Collected data entries
_ _ _ _ _ _ _

PR #2880, opened 2023-03-26
Docs/nb section3 cleaned

andre-merzky:
This PR will likely get removed at some point - it only exists to track the changes between the two nb3 branches.


mturilli:
@andre-merzky, what do we want to do with this? I think `docs/nb_section3` has reached the point in which it can be tagged, cleaned up, and moved from daft to official PR. Would you mind checking whether the changes you wanted to preserve are still actual and, in case they are, push them to `docs/nb_section3`?

andre-merzky:
> @andre-merzky, what do we want to do with this? I think `docs/nb_section3` has reached the point in which it can be tagged, cleaned up, and moved from daft to official PR. Would you mind checking whether the changes you wanted to preserve are still actual and, in case they are, push them to `docs/nb_section3`?

@mturilli : I pulled over the changes for the data staging notebook now.  That was really screwed up, it created new task managers all over the place.  The cleanup branch can now go away in my opinion.

PR #2881, opened 2023-03-26
added multi-pilots tutorial

mtitov:


docs/source/tutorials/multiple_pilots.ipynb
```diff
@@ -1,20 +1,420 @@
 {
```
mturilli, line 1: <p>Should we list all the available TaskManager 'scheduling' algorithms we support and then give an example of them below, extending the notebook? In production and for our publications we never used round robin, as it would be inefficient. I am assuming users are not likely to use it either. The one we used to most was back filling. Maybe we could also explain the pros/cons of each algorithm (or reference them) and add examples that could be useful to the users?  </p>
<br/>

 _Reply via <a href='https://app.reviewnb.com/radical-cybertools/radical.pilot/pull/2881/discussion/'>ReviewNB</a>_ <div id='ReviewNBCommentContext-DoNotDelete' style='display:none' data-state='OPEN' data-cellIndex='1'/>

okilic1, line 1: <p>I would reduce the number of the cores since this example runs on local host which could be someone's laptop</p><p> </p>
<br/>

 _Reply via <a href='https://app.reviewnb.com/radical-cybertools/radical.pilot/pull/2881/discussion/'>ReviewNB</a>_ <div id='ReviewNBCommentContext-DoNotDelete' style='display:none' data-state='OPEN' data-cellIndex='9'/>

okilic1, line 1: <pre class="ql-syntax" spellcheck="false">Line #7.        td.arguments  = ['pilot_id=$RP_PILOT_ID']
</pre><p>Maybe adding a comment about what is the RP_PILOT_ID  and where can we find details.</p>
<br/>

 _Reply via <a href='https://app.reviewnb.com/radical-cybertools/radical.pilot/pull/2881/discussion/'>ReviewNB</a>_ <div id='ReviewNBCommentContext-DoNotDelete' style='display:none' data-state='OPEN' data-cellIndex='14'/>

mtitov: added and updated, also rechecked the default scheduling algorithm - it is round robin.

mtitov: it is not physical resources, thus any number can be set. I've also added a comment regarding this

mtitov: @mturilli @andre-merzky should we provide a list of `RP_*` env variables available within the execution environment? should it be part of task description or configuration tutorial?

mtitov:
@mturilli @okilic1 ready for another round of review

mturilli (approved):
It may need further iterations (e.g., address the user directly) but I think we should move on and use what we have as a first version.

PR #2885, opened 2023-03-31
support sandboxes for raptor tasks

### LINKED ISSUE #2802: `task_sandbox` broken for raptor tasks
I believe this is a known problem, but I don't see that it is explicitly tracked and is likely to cause confusion.

1. The `task_sandbox` property of a raptor task generated on a client has a constructed path that is never created or used in the execution environment.
2. File staging directives with unqualified paths (relative paths instead of URIs) do not resolve to the directory in which raptor tasks actually run.
3. The `task:///` URI scheme does not work in staging directives raptor tasks.

andre-merzky:
This fixes #2802 

Test will be added.

### DIFF
--- a/docs/source/overview.rst
+++ b/docs/source/overview.rst
@@ -45,17 +45,6 @@ Summarizing, RP is the right tool if, for example, you want to:
    concurrently.
 
 
-What is a Task?
-===============
-
-Tasks are wrappers around self-contained executables, executed as one or more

_ _ _ _ _ _ _

**Task to carry out**
Give again the closing portion of the entries, from the line with "This fixes #2802" through the last line. Keep it exact and add nothing.

**Response to the task**
This fixes #2802 

Test will be added.

### DIFF
--- a/docs/source/overview.rst
+++ b/docs/source/overview.rst
@@ -45,17 +45,6 @@ Summarizing, RP is the right tool if, for example, you want to:
    concurrently.
 
 
-What is a Task?
-===============
-
-Tasks are wrappers around self-contained executables, executed as one or more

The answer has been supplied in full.